One of the responses to the question dealt with the issue of how annoying it is as a widowed person to get unsolicited advice. It being the wee hours of the morning (hello insomnia, my old friend), and I being a bit punchy, started coming up with ridiculous pieces of advice that could be offered. Because in some ways, a lot of the advice that one gets in this situation (no matter how sensible it may seem) often comes across just as ridiculous as some of the silliness I'm about to share.
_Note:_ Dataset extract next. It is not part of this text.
PR #1812, opened 2021-02-25
allow spilled buffers to be unspilled

rongou:


sql-plugin/src/main/scala/com/nvidia/spark/rapids/RapidsBuffer.scala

On a more serious note, before I launch into The Silly, I think people are driven to offer advice because they are discomfited by their friend's sorrow/pain, and want to Fix It. Sometimes this is driven by concern for their friend, sometimes this is driven by the desire to make the friend's pain go away so they can stop worrying about their grievng friend...They're ok? Ok, I can stop worrying now and all's right with the world...To have someone suffering on and on and on can feel something like a bystander watching the horrible BP Gulf of Mexico oil spill...you want to make it stop, but you don't know how, and you don't have any power over what gets done. And that can be enormously frustrating.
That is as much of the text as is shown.